--- Problem to work on ---
Pick out all lines in the listing holding the string "from" and copy them.

--- Records for processing ---
PR #1149, opened 2020-10-27
feat: open editor

cazala:
Added button to open editor from the dashboard:

Screen Shot 2020-10-27 at 7 47 28 PM

Also added an empty state for the editor and fixed a bunch of small bugs and warnings

### DIFF
--- a/src/components/ItemEditorPage/RightPanel/MultiSelect/MultiSelect.tsx
+++ b/src/components/ItemEditorPage/RightPanel/MultiSelect/MultiSelect.tsx
@@ -50,7 +50,7 @@ export default class MultiSelect<T extends string> extends React.PureComponent<P
         <div className="values">
           {value.length > 0 ? (
             value.map(value => (
-              <div className="value">
+              <div className="value" key={value}>
                 {labels[value]}
                 <div
                   className="remove"
--- a/src/components/ItemEditorPage/RightPanel/Tags/Tags.tsx
+++ b/src/components/ItemEditorPage/RightPanel/Tags/Tags.tsx
@@ -65,7 +65,7 @@ export default class Tags extends React.PureComponent<Props, State> {
       <div className={`Tags ${value.length > 0 ? '' : 'blank'} ${isDisabled ? 'is-disabled' : ''}`.trim()}>
         <div className="values">
           {value.map(value => (
-            <div className="value">
+            <div className="value" key={value}>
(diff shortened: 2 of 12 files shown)


nicosantangelo:
is this empty state for collections correct?

nicosantangelo:
Also the border on empty collections is...weird
image

src/components/ItemEditorPage/RightPanel/MultiSelect/MultiSelect.tsx
```diff
@@ -50,7 +50,7 @@ export default class MultiSelect<T extends string> extends React.PureComponent<P
         <div className="values">
           {value.length > 0 ? (
             value.map(value => (
-              <div className="value">
+              <div className="value" key={value}>
```
nicosantangelo, line 53: Maybe we should be using the `index` here? because values on a multiselect aren't necessarily unique right?

src/components/ItemEditorPage/RightPanel/Tags/Tags.tsx
```diff
@@ -65,7 +65,7 @@ export default class Tags extends React.PureComponent<Props, State> {
       <div className={`Tags ${value.length > 0 ? '' : 'blank'} ${isDisabled ? 'is-disabled' : ''}`.trim()}>
         <div className="values">
           {value.map(value => (
-            <div className="value">
+            <div className="value" key={value}>
```
nicosantangelo, line 68: Are tags unique? if not maybe we should use the `index` here

nicosantangelo (commented):
Two minor comments

src/components/ItemEditorPage/RightPanel/MultiSelect/MultiSelect.tsx
cazala: they are actually :) if you try to write the same tag twice you will notice the second one doesn't get added (like if it was a Set), that's why i used value as a unique id

src/components/ItemEditorPage/RightPanel/Tags/Tags.tsx
cazala: same as above, both tags and multiselect can't have the same value repeated

cazala:
style issues fixed

nicosantangelo (approved):

PR #1155, opened 2020-10-29
feat: ability to change item's description

cazala:
also fixed the metadata issue with bodyshapes + added description to metadata on chain

### DIFF
--- a/src/components/ItemEditorPage/RightPanel/RightPanel.tsx
+++ b/src/components/ItemEditorPage/RightPanel/RightPanel.tsx
@@ -6,7 +6,7 @@ import ItemProvider from 'components/ItemProvider'
 import ConfirmDelete from 'components/ConfirmDelete'
 import { isEqual } from 'lib/address'
 import { getMissingBodyShapeType } from 'modules/item/utils'
-import { Item, ItemRarity, WearableCategory } from 'modules/item/types'
+import { Item, ItemRarity, ITEM_DESCRIPTION_MAX_LENGTH, ITEM_NAME_MAX_LENGTH, WearableCategory } from 'modules/item/types'
 import Collapsable from './Collapsable'
 import Input from './Input'
 import Select from './Select'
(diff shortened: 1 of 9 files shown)


src/components/ItemEditorPage/RightPanel/RightPanel.tsx
```diff
@@ -116,6 +116,13 @@ export default class RightPanel extends React.PureComponent<Props> {
                         disabled={item.isPublished || !isOwner}
                         onChange={name => this.handleChange({ ...item, name })}
                       />
+                      <Input
+                        itemId={item.id}
+                        label={t('global.description')}
+                        value={item.description}
+                        disabled={item.isPublished || !isOwner}
```
nachomazzara, line 123: What do you think of moving `item.isPublished || !isOwner` to a variable like `canEdit`? Seems to be used also in other components.

src/modules/item/utils.ts
```diff
@@ -107,7 +107,9 @@ export function getMetadata(item: Item) {
     case ItemType.WEARABLE: {
       const data = item.data as WearableData
       const bodyShapes = getBodyShapes(item)
-      return `${version}:${type}:${slug}:${data.category}:${bodyShapes.join(',')}`
+      return `${version}:${type}:${item.name}:${item.description}:${data.category}:${bodyShapes
+        .map(bodyShape => bodyShape.split('/').pop())
```
nachomazzara, line 111: I'm wondering if we can add a comment here explaining why we are doing 
```javascript
bodyShape.split('/').pop()
```

Like: 
```bash
// bodyshapes are dcl://BaseFemale and dcl://BaseMale. We store only the name of the shape: BaseFemale or BaseMale
```

src/components/Modals/CreateItemModal/CreateItemModal.tsx
```diff
@@ -144,6 +144,7 @@ export default class CreateItemModal extends React.PureComponent<Props, State> {
         item = {
           id,
           name,
+          description: '',
```
nachomazzara, line 147: Do we need to add the category to this modal?

nachomazzara (changes requested):
Thanks @cazala. Just small comments.

Also, can we limit names and descriptions to [32 max](https://github.com/decentraland/builder/pull/1156#pullrequestreview-520126863)? If you want, it can be done in another PR or here.

src/components/Modals/CreateItemModal/CreateItemModal.tsx
cazala: The category is added in this modal already. It's inside `item.data.category`.

src/modules/item/utils.ts
cazala: done 👍

src/components/ItemEditorPage/RightPanel/RightPanel.tsx
cazala: mm I can't create a `canEdit` variable at the root of the `render` method because it depends on `item` that is taken from a lambda within the return value of `render`. I could create a variable within that scope but it's not going to be at the root level with the rest of the variables which i don't think it makes it much clearer tbh

cazala:
@nachomazzara thanks for the feedback, i added the 32 char limit and addressed your comments

src/components/Modals/CreateItemModal/CreateItemModal.tsx
nachomazzara: I meant `description`. Solved off-line

PR #1156, opened 2020-10-29
feat: edit collection name

cazala:
Closes #1155


nachomazzara (commented):
The PR looks great!
I have one request and one question 😇

Request: Can we limit the collection name to have a maximum length of 32? Would be great if can fit in one word of 32 bytes. What do you think?

Question: Do we need to handle error messages when the name save failed (server failure)? and if you agree with the question above, when the collection is longer than the maximum allowed?

cazala:
@nachomazzara I added a limit of 32 characters for the collection name. Regarding your question, currently we are not showing server errors requests associated with the wearables editor on the UI, but with this limit the user wouldn't be able to send an invalid request because the UI will limit it to a maximum of 32 chars.

nachomazzara:
> @nachomazzara I added a limit of 32 characters for the collection name. Regarding your question, currently we are not showing server errors requests associated with the wearables editor on the UI, but with this limit the user wouldn't be able to send an invalid request because the UI will limit it to a maximum of 32 chars.

Cool! Should we need to add a PR to check this also in the server?

nachomazzara (approved):

cazala:
@nachomazzara i added a PR for that here: https://github.com/decentraland/builder-server/pull/128

PR #1163, opened 2020-10-30
refactor: change the ENS state to support multiple wallets

nicosantangelo:
Needs a bit more testing. Ropsten is not cooperating today


malaniz (approved):
LGTM! thanks for all this refactor and improvements! as we talk, it works superb!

--- Answer section ---
Added button to open editor from the dashboard:
@@ -6,7 +6,7 @@ import ItemProvider from 'components/ItemProvider'
 import ConfirmDelete from 'components/ConfirmDelete'
 import { isEqual } from 'lib/address'
 import { getMissingBodyShapeType } from 'modules/item/utils'
-import { Item, ItemRarity, WearableCategory } from 'modules/item/types'
+import { Item, ItemRarity, ITEM_DESCRIPTION_MAX_LENGTH, ITEM_NAME_MAX_LENGTH, WearableCategory } from 'modules/item/types'
 import Collapsable from './Collapsable'
 import Input from './Input'
 import Select from './Select'
cazala: mm I can't create a `canEdit` variable at the root of the `render` method because it depends on `item` that is taken from a lambda within the return value of `render`. I could create a variable within that scope but it's not going to be at the root level with the rest of the variables which i don't think it makes it much clearer tbh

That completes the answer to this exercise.